Rack::Throttle is an awesome piece of Rack middleware for rate limiting your Rails / Sinatra / Rack app’s clients.

It ships with three rate limiting strategies out of the box: Interval, Hourly, and Daily.

These strategies will serve 95% of people’s needs, but you can also write your own strategy from scratch by subclassing the Limiter and implementing an allowed? method.

In my experience, writing a strategy from scratch has not been necessary, but I have needed to extend the provided strategies a bit.

For instance, I have an app where we want to limit writes per hour, but we don’t care about reads. In this case, I just subclassed the Hourly strategy and made mine allow anything that isn’t a POST request.

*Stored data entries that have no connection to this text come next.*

PR #8057, opened 2026-09-09
fix(mcp-server): docs_search matching and scan_v2_migration report

michaelmkraus:
## Proposed changes

Fixes five pre-existing defects in `@db-ux/mcp-server` that surfaced while reviewing #8034 (MCP SDK v2 migration). They are deliberately **not** part of that PR: they are unrelated to the protocol change, and its description already listed them under "Known gaps, deliberately left out of this PR".

### `docs_search`

- **A short query returned arbitrary results.** Terms shorter than three characters are discarded before matching, and an empty term list makes `every()` vacuously true — so `'db v3'` matched _every_ document and the caller got three arbitrary docs presented as search hits. Such a query is now rejected with an explanation. An explicitly empty query still lists the docs in scope, which the schema documents as the way to read a specific doc.
- **`category: 'component'` without `componentName` searched everything.** The scope filter was guarded by `componentName &&`, so a missing name skipped it entirely although the schema calls the name required. The name is enforced now, and the filter no longer short-circuits — if it were ever absent, the filter excludes everything, which fails visibly instead of silently widening the search.
- **The "more than 3 results" notice was unreachable.** The search loop broke at exactly three results while the notice tested for more than three, so callers were never told that matches had been withheld. The loop now collects one result beyond the limit as a lookahead, and both places share a single constant.

### `scan_v2_migration`

- **A long report was unparsable.** The whole rendered report was truncated at 20 000 characters, which cut the JSON mid-object and left the fenced block unterminated — no finding could be parsed while the header still claimed the full count. The findings themselves are capped now, sized against the actual header length, and the report states how many were omitted so the caller knows to scan again.
- **Path handling moved to the hardened helper.** The tool used an ad-hoc `startsWith(cwd + '/')` check, which left `resolveSafePath` without any production caller and did not collapse percent-encoding. It now uses `resolveSafePath`, so percent-encoded traversal is rejected. That helper in turn no longer throws on a legitimate filename containing a literal `%`, where `decodeURIComponent` fails — previously that would have been reported as a traversal attempt.

### Type safety and dead code

Clears the four pre-existing `tsc` errors in the package (now **0**):

- `FRAMEWORK_EXT` was typed `Partial<Record<Framework, string>>`, making every lookup `string | undefined`. It is keyed by the new `ExampleCodeFramework` (`Framework` minus `html`/`vanilla`) and read after the html/vanilla guard, where `framework` is narrowed.
- The same type makes the `as Manifest` cast in `utils/manifest.ts` unnecessary — the manifest no longer claims `exampleCode` entries for `html` and `vanilla`, which the build never produced.
- The `node:child_process` mock declares `Error | null`, matching what Node actually passes on success, rather than swapping it for `undefined`.

Removes dead code: `resolveComponentPath` (whose absence left `resolveSafePath` unused in production) and `FRAMEWORK_OUTPUT_DIR`.

### Verification

- 91/91 tests pass, including **eight new regression tests**. Five of them were verified to fail against the unfixed sources; the other three pin behaviour that has to keep working (an explicitly empty query, component scoping, a filename with a literal `%`).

My subclass is crazy simple:

module Rack
  module Throttle
    class HourlyPosts < Hourly
      def allowed?(request)
        return true unless request.request_method == "POST"
        super request
      end
    end
  end
end

Then I invoke it just like I’d invoke the default hourly strategy:

use Rack::Throttle::HourlyPosts, max: 10

My app doesn’t allow updating (PUT) or destroying (DELETE) records, but it’d be trivial to modify the subclass to account for them as well.

I love libraries like Rack::Throttle with small, simple interfaces that are easily extended. It also provides a plethora of options for storage, such as in-memory, gdbm, Memcache, or Redis.

Highly recommended!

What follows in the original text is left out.